● **EXERCISE OBJECTIVE**: Find the string "same" in the data, and copy out each line that has it.

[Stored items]
PR #79, opened 2017-09-05
Fix typo

themalkolm:


mwitkow:
Fixed out of band, thanks for pointing out though!

PR #80, opened 2017-09-11
implement noopTags

flisky:
> If the context wasn't set in a tag interceptor, a no-op Tag storage is returned that will *not* be propagated in context.

However, I think the current implementation is always map-based. Am I right?

Sadly, Tags `struct` to `interface` breaks compatibility, any suggestion?

### DIFF
--- a/tags/context.go
+++ b/tags/context.go
@@ -10,43 +10,69 @@ var (
 	// ctxMarkerKey is the Context value marker used by *all* logging middleware.
 	// The logging middleware object must interf
 	ctxMarkerKey = &ctxMarker{}
+	// NoopTags is a trivial, minimum overhead implementation of Tags for which all operations are no-ops.
+	NoopTags = &noopTags{}
 )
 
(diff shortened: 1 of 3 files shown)


mwitkow:
Can you please elaborate as to what's the usecase here? You can skip the tags interceptors instead.

flisky:
It's used in [opentracing/server_interceptors](https://github.com/grpc-ecosystem/go-grpc-middleware/blob/master/tracing/opentracing/server_interceptors.go#L71) automatically. And this change eliminates a memory allocation.

flisky:
Ping @mwitkow .

mwitkow:
I see, so it's an optimization. Fair enough (sorry I was off the grid for a wee while). Can you please rebase? :)

flisky:
Done, and glad you're back:)

mwitkow:
@domgreen snf @yifanzz FYI.

PR #82, opened 2017-09-19
Update DOC.md - syntax highlighting

theobouwman:
added Go syntax highlighting


mwitkow:
Um, the DOC.md is auto generated using:
https://github.com/grpc-ecosystem/go-grpc-middleware/blob/master/fixup.sh
that uses
https://github.com/davecheney/godoc2md

Consider contirbuting to that and I'll regenerate

PR #84, opened 2017-09-28
Wrap code with inline code block

izumin5210:
📝 
image


mwitkow:
This PR is out of date. Consider resynching and running `scripts/fixup.sh`

PR #85, opened 2017-10-01
Actually use jsonpb for payload marshaling.

jgiles:
Previously, the call to .addReflected(j.Message) was leading to the
default Go json.Marshal output for the message struct (since pb messages
do not themselves implement json.Marshaler). This meant the various
jsonpb.Marshaler config controls were not respected - in particular,
enum values were always printed as numbers instead of strings.

This change alters the capitalization of ouput field names to the jsonbp
camel-case style. The old output was governed by the "legacy" generated
json struct tags. See:
- https://github.com/golang/protobuf/issues/189
- https://github.com/golang/protobuf/issues/256


jgiles:
@mwitkow is there any particular process for contributions of this sort?

We're starting to use some of these tools at Paxos, and may be sending a few more PRs over time.

mwitkow:
Unfortunately ATM I'm the primary maintainer, and was super busy. Hopefully that period is over and I'll be able to review PR in a more timely manner.

Thanks for fixing this!

PR #21, opened 2022-10-18
make sure we only slice a valid size

khyberspache:


privateducky (approved):

privateducky:
@khyberspache I think your PR from today scooped this change up better

Issue #82, opened 2022-11-15
update default configuration to prod


makk94:
Right now, on `prelude configure`, the default  hq still points at our dev env - probably should change that to prod hq before we launch

PR #85, opened 2022-11-15
Default url to prod

mireaulf:
Closes https://github.com/preludeorg/libraries/issues/82

### DIFF
--- a/python/cli/prelude_cli/templates/template.cs
+++ b/python/cli/prelude_cli/templates/template.cs
@@ -5,7 +5,7 @@ CREATED: $CREATED
 */
 using System;
 
-class TTP {
+class Question {
     static void Test() {
         Console.WriteLine("Run test");
         Environment.Exit(100);
--- a/python/sdk/prelude_sdk/models/account.py
+++ b/python/sdk/prelude_sdk/models/account.py
@@ -29,13 +29,13 @@ def verify_credentials(func):
 
 class Account:
 
-    def __init__(self, profile='default', hq='https://detect.dev.prelude.org', keychain_location=os.path.join(Path.home(), '.prelude', 'keychain.ini')):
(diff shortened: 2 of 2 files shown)


python/cli/prelude_cli/templates/template.cs
```diff
@@ -5,7 +5,7 @@
 */
 using System;
 
-class TTP {
+class Question {
```
privateducky, line 8: can you make sure all templates in cli/ui have the same class name?

privateducky (approved):

python/cli/prelude_cli/templates/template.cs
privateducky: probably... SecurityTest ?

python/cli/prelude_cli/templates/template.cs
```diff
@@ -5,7 +5,7 @@
 */
 using System;
 
-class TTP {
+class SecurityTest {
```
kenrick, line 8: Ok will need to update Build as well to keep these in sync

mireaulf: PR is already opened

mireaulf: https://github.com/preludeorg/build/pull/129

kenrick: Awesome!

makk94:
can we have a single "main" document for CLI intro/guide - either the readme here or the official docs site - and then just redirect the other doc to the main one? Less stuff to remember to update/ keep in sync

privateducky (approved):

mireaulf:
> can we have a single "main" document for CLI intro/guide - either the readme here or the official docs site - and then just redirect the other doc to the main one? Less stuff to remember to update/ keep in sync

That would be great and readme.com allows us to update the docs through the api, do I hear that this is what you would like to work on next?

Issue #95, opened 2022-11-16
create-account stomps local account credentials


khyberspache:
We should add confirmation and/or not stomp the default keychain.ini credentials when making a create-account call

PR #104, opened 2022-11-17
Prompt to overwrite profile with iam create-account

mireaulf:
Closes https://github.com/preludeorg/libraries/issues/95

### DIFF
--- a/python/cli/prelude_cli/views/iam.py
+++ b/python/cli/prelude_cli/views/iam.py
@@ -1,5 +1,5 @@
 import click
-from prelude_cli.views.shared import handle_api_error
+from prelude_cli.views.shared import handle_api_error, prompt_overwrite_credentials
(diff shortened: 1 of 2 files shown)


privateducky (changes requested):
```
@click.confirmation_option(prompt='Are you sure?')
```

mireaulf:
I didn't went with that because it's too generic. If a user types in `prelude iam create-account` and you ask him `Are you sure?`. He will most likely say yes every time as it doesn't really tell what is going to happen if he accepts.

privateducky:
> I didn't went with that because it's too generic. If a user types in `prelude iam create-account` and you ask him `Are you sure?`. He will most likely say yes every time as it doesn't really tell what is going to happen if he accepts.

you can change the prompt text?

PR #140, opened 2022-12-01
Add windows for Swift probe

mireaulf:
Closes https://github.com/preludeorg/roadmap/issues/5

### DIFF
--- a/swift/probe/Sources/moonlight.swift
+++ b/swift/probe/Sources/moonlight.swift
@@ -81,8 +81,7 @@ struct System {
     func executable(url: URL) -> Optional<URL> {
         var path = URL(fileURLWithPath: url.path)
         #if os(Windows)
-        let range = url.lastPathComponent.range(of: ".tmp")!
-        path = URL(string: "\(url.lastPathComponent[..<range.lowerBound]).exe", relativeTo: path)!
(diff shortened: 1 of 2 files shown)


swift/probe/Sources/moonlight.swift
```diff
@@ -79,16 +78,28 @@ struct System {
         task.waitUntilExit()
         return task.terminationStatus
     }
-    func executable(url: URL) {
+    func executable(url: URL) -> Optional<URL> {
+        var path = URL(fileURLWithPath: url.path)
+        #if os(Windows)
+        let range = url.lastPathComponent.range(of: ".tmp")!
+        path = URL(string: "\(url.lastPathComponent[..<range.lowerBound]).exe", relativeTo: path)!
```
makk94, line 85: since you already have this PR, I'll just add here instead of opening my own :)
I came up with the same basic answer, but if it helps:

can replace the .tmp extension with: 
```
path = url.deletingPathExtension().appendingPathExtension("exe")
```

and a nit, but can use `FileManager.default.moveItem` instead of `copyItem`

mireaulf: moveItem will fail if the file already exists on disk, which happened during testing

mireaulf:
The size of the output binary is 29k but it requires the Swift runtime to be installed

PR #152, opened 2022-12-03
test: setup harness using vitest

kenrick:
### Description
This PR sets up the test harness for the javascript sdk using vitest.

Reopened because #146 was closed


kenrick:
@privateducky because we squash and merge I believe it safer to merge from latest pr. Knowing that those changes will be included in this PR.

privateducky:
> @privateducky because we squash and merge I believe it safer to merge from latest pr. Knowing that those changes will be included in this PR.

Let's merge together on Monday.

Originally, I was thinking we'd put these tests somewhere not in this repo, but now that I see it, I like where you're going. I think I'd back your directories out one, so each language has an optional 'test' directory. currently, all directories have SDK, CLI, probe (all optional).

PR #183, opened 2023-01-10
update bash demo & add powershell

makk94:
updated bash demo:
- updated wording & coloring per https://github.com/preludeorg/roadmap/issues/46#issuecomment-1375786732
- better error handling (print response code & exit early)
- sending max of (testresult, cleanresult) when saving results

bash demo tested on darwin m1
ps demo tested on windows 11

### DIFF
--- a/shell/probe/demo.sh
+++ b/shell/probe/demo.sh
@@ -1,5 +1,9 @@
 #!/bin/bash
 
+GREEN='\033[1;32m'
+RED='\033[1;31m'
+NC='\033[0m' # No Color
+
 PRELUDE_API="https://api.preludesecurity.com"
 PRELUDE_TOKEN=$1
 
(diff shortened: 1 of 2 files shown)


shell/probe/demo.sh
```diff
@@ -1,5 +1,9 @@
 #!/bin/bash
 
+GREEN='\033[1;32m'
```
privateducky, line 3: how's this green look on your ultra green terminal?

privateducky (approved):
Great work.
Let's get some testing on this on alternative machines and record compatibility. 
Specifically: platform (and version), architecture, shell used (for PowerShell, record version).

shell/probe/demo.sh
makk94: lol now some of the green is bold, can you tell?

Screen Shot 2023-01-10 at 5 30 30 AM

PR #187, opened 2023-01-10
linux arm64 vs aarch64

makk94:


shell/probe/install.sh
```diff
@@ -5,7 +5,12 @@ PRELUDE_ACCOUNT_ID=""
 PRELUDE_ACCOUNT_SECRET=""
 PROBE_NAME="nocturnal"
 ENDPOINT_TOKEN=""
-DOS="$(uname | awk '{print tolower($0)}')-$(uname -m)"
+
+arch=$(uname -m)
+if [ $arch = "aarch64" ];then
```
privateducky, line 10: Do we need something similar in nocturnal?

privateducky: Curious if we should just send this in as the DOS and give Service (backbone -> probe) a lookup table.. otherwise we may be playing catch up

privateducky (changes requested):
Preferably in backbone

shell/probe/install.sh
makk94: mm yeah, added nocturnal too

we could push the conversion to our backend.. i have no strong opinions

privateducky: Let's do it. I bet we uncover a few more things like this from alternative systems

makk94: not sure if I like it better, but 
https://github.com/preludeorg/backbone/pull/28 and
https://github.com/preludeorg/service/pull/497

PR #200, opened 2023-01-13
Add support for unexpected lookup value

mireaulf:


khyberspache:
Does this catch the 126 code too?

privateducky:
> Does this catch the 126 code too?

this will catch it by default.. but we should line up all our expected codes in this enum to return values we already know @mireaulf

mireaulf:
@privateducky Added the issue https://github.com/preludeorg/libraries/issues/201

PR #202, opened 2023-01-13
override api with env variable

makk94:


privateducky (approved):

shell/probe/demo.sh
```diff
@@ -4,7 +4,7 @@ GREEN='\033[1;32m'
 RED='\033[1;31m'
 NC='\033[0m' # No Color
 
-PRELUDE_API="https://api.preludesecurity.com"
+PRELUDE_API=${PRELUDE_API:="https://api.preludesecurity.com"}
```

● **SOLUTION BELOW**:
privateducky, line 8: can you make sure all templates in cli/ui have the same class name?
I came up with the same basic answer, but if it helps:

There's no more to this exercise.